- _ABOUT THIS TASK_:
Print each line of the listing once more, precisely as given.

+--

PR #654, opened 2016-12-30
Measure history r upload summaries 500 error

hossenlopp:
- Added dialog boxes that show up if the loading fails
- Added index for descending order `created_at` on the upload summary model. This makes it so mongo can skip sorting when fetching the upload_summaries

### DIFF
--- a/app/assets/javascripts/router.js.coffee
+++ b/app/assets/javascripts/router.js.coffee
@@ -114,8 +114,8 @@
         @navigationSetup "Measure Upload History - #{measure.get('cms_id')}", 'test-case-history'
         # @collection = new Thorax.Collections.Patients
         @mainView.setView new Thorax.Views.MeasureHistoryView model: measure, patients: measure.get('patients'), upload_summaries: uploadSummaries
-        @breadcrumb.viewMeasureHistory(measure)
-        )
+        @breadcrumb.viewMeasureHistory(measure) )
+      .fail( => @showError title: "Measure History Load Failed", summary: "Historic data failed to load due to a server error." )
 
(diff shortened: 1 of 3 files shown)


app/assets/javascripts/router.js.coffee
```diff
@@ -114,8 +114,8 @@
         @navigationSetup "Measure Upload History - #{measure.get('cms_id')}", 'test-case-history'
         # @collection = new Thorax.Collections.Patients
         @mainView.setView new Thorax.Views.MeasureHistoryView model: measure, patients: measure.get('patients'), upload_summaries: uploadSummaries
-        @breadcrumb.viewMeasureHistory(measure)
-        )
+        @breadcrumb.viewMeasureHistory(measure) )
+      .fail( => @showError title: "Measure History Load Failed", summary: "Historic data failed to load due to a server error." )
```
edeyoung, line 118: Make all the error messages refer the user to the bonnie-feedback list.

edeyoung: NM!  The error pop up already does this.

edeyoung (approved):
I think this works well for now. However, for longer term it would be nice if this navigated you back to the measure dashboard view.

app/assets/javascripts/router.js.coffee
hossenlopp: It doesn't refer them to the bonnie feedback list. Just the JIRA. 
screen shot 2016-12-30 at 2 46 33 pm

edeyoung: yeah, that's fine

hossenlopp: Should I have it navigate back to the measure in this PR?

+--

- _WRITTEN ANSWER_:
PR #654, opened 2016-12-30
Measure history r upload summaries 500 error

hossenlopp:
- Added dialog boxes that show up if the loading fails
- Added index for descending order `created_at` on the upload summary model. This makes it so mongo can skip sorting when fetching the upload_summaries

### DIFF
--- a/app/assets/javascripts/router.js.coffee
+++ b/app/assets/javascripts/router.js.coffee
@@ -114,8 +114,8 @@
         @navigationSetup "Measure Upload History - #{measure.get('cms_id')}", 'test-case-history'
         # @collection = new Thorax.Collections.Patients
         @mainView.setView new Thorax.Views.MeasureHistoryView model: measure, patients: measure.get('patients'), upload_summaries: uploadSummaries
-        @breadcrumb.viewMeasureHistory(measure)
-        )
+        @breadcrumb.viewMeasureHistory(measure) )
+      .fail( => @showError title: "Measure History Load Failed", summary: "Historic data failed to load due to a server error." )
 
(diff shortened: 1 of 3 files shown)


app/assets/javascripts/router.js.coffee
```diff
@@ -114,8 +114,8 @@
         @navigationSetup "Measure Upload History - #{measure.get('cms_id')}", 'test-case-history'
         # @collection = new Thorax.Collections.Patients
         @mainView.setView new Thorax.Views.MeasureHistoryView model: measure, patients: measure.get('patients'), upload_summaries: uploadSummaries
-        @breadcrumb.viewMeasureHistory(measure)
-        )
+        @breadcrumb.viewMeasureHistory(measure) )
+      .fail( => @showError title: "Measure History Load Failed", summary: "Historic data failed to load due to a server error." )
```
edeyoung, line 118: Make all the error messages refer the user to the bonnie-feedback list.

edeyoung: NM!  The error pop up already does this.

edeyoung (approved):
I think this works well for now. However, for longer term it would be nice if this navigated you back to the measure dashboard view.

app/assets/javascripts/router.js.coffee
hossenlopp: It doesn't refer them to the bonnie feedback list. Just the JIRA. 
screen shot 2016-12-30 at 2 46 33 pm

edeyoung: yeah, that's fine

hossenlopp: Should I have it navigate back to the measure in this PR?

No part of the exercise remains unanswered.